ASSIGNMENT → Reproduce this listing in full.

☆ ☆ ☆ ☆ ☆ ☆ ☆

PR #734, opened 2018-01-03
Add billing fields to OMIS invoices

marcofucci:
As we are going to allow people to change billing fields in the future, `order.billing_*` fields have been added to the invoice model as well and get populated when an invoice is created.

This way, we record those value against the invoice in case they change later on.


datahub/omis/invoice/test/factories.py
```diff
@@ -9,6 +11,16 @@ class InvoiceFactory(factory.django.DjangoModelFactory):
...
     id = factory.LazyFunction(uuid.uuid4)
     invoice_number = factory.Faker('pystr')
+
+    billing_company_name = factory.Faker('text')
+    billing_contact_name = factory.Faker('name')
+    billing_address_1 = factory.Sequence(lambda n: f'Apt {n}.')
+    billing_address_2 = factory.Sequence(lambda n: f'{n} Foo st.')
+    billing_address_country_id = Country.united_kingdom.value.id
+    billing_address_county = factory.Faker('text')
+    billing_address_postcode = 'SW1A1AA'
```
reupen: You can generate a postcode and something town-like using Faker using factory.Faker('postcode') and factory.Faker('city') if you want.

PR #736, opened 2018-01-03
Add contact_email to OMIS invoices

marcofucci:
As we are going to allow editing contacts at later stages, we need to keep track of the contact email at the time when the invoice was created.
This adds an invoice.contact_email field populated with the email address of the contact without exposing it just yet.


datahub/omis/invoice/models.py
```diff
@@ -49,6 +49,11 @@ class Invoice(BaseModel):
     invoice_vat_number = models.CharField(max_length=100, blank=True)
     payment_due_date = models.DateField()
 
+    contact_email = models.EmailField(
+        max_length=MAX_LENGTH, blank=True,
+        help_text='Email address of the contact at the time of creation.'
```
reupen: 'time of invoice creation' to reduce ambiguity?

marcofucci: 👍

☆ ☆ ☆ ☆ ☆ ☆ ☆

OUTPUT BELOW →
PR #734, opened 2018-01-03
Add billing fields to OMIS invoices

marcofucci:
As we are going to allow people to change billing fields in the future, `order.billing_*` fields have been added to the invoice model as well and get populated when an invoice is created.

This way, we record those value against the invoice in case they change later on.


datahub/omis/invoice/test/factories.py
```diff
@@ -9,6 +11,16 @@ class InvoiceFactory(factory.django.DjangoModelFactory):
...
     id = factory.LazyFunction(uuid.uuid4)
     invoice_number = factory.Faker('pystr')
+
+    billing_company_name = factory.Faker('text')
+    billing_contact_name = factory.Faker('name')
+    billing_address_1 = factory.Sequence(lambda n: f'Apt {n}.')
+    billing_address_2 = factory.Sequence(lambda n: f'{n} Foo st.')
+    billing_address_country_id = Country.united_kingdom.value.id
+    billing_address_county = factory.Faker('text')
+    billing_address_postcode = 'SW1A1AA'
```
reupen: You can generate a postcode and something town-like using Faker using factory.Faker('postcode') and factory.Faker('city') if you want.

PR #736, opened 2018-01-03
Add contact_email to OMIS invoices

marcofucci:
As we are going to allow editing contacts at later stages, we need to keep track of the contact email at the time when the invoice was created.
This adds an invoice.contact_email field populated with the email address of the contact without exposing it just yet.


datahub/omis/invoice/models.py
```diff
@@ -49,6 +49,11 @@ class Invoice(BaseModel):
     invoice_vat_number = models.CharField(max_length=100, blank=True)
     payment_due_date = models.DateField()
 
+    contact_email = models.EmailField(
+        max_length=MAX_LENGTH, blank=True,
+        help_text='Email address of the contact at the time of creation.'
```
reupen: 'time of invoice creation' to reduce ambiguity?

marcofucci: 👍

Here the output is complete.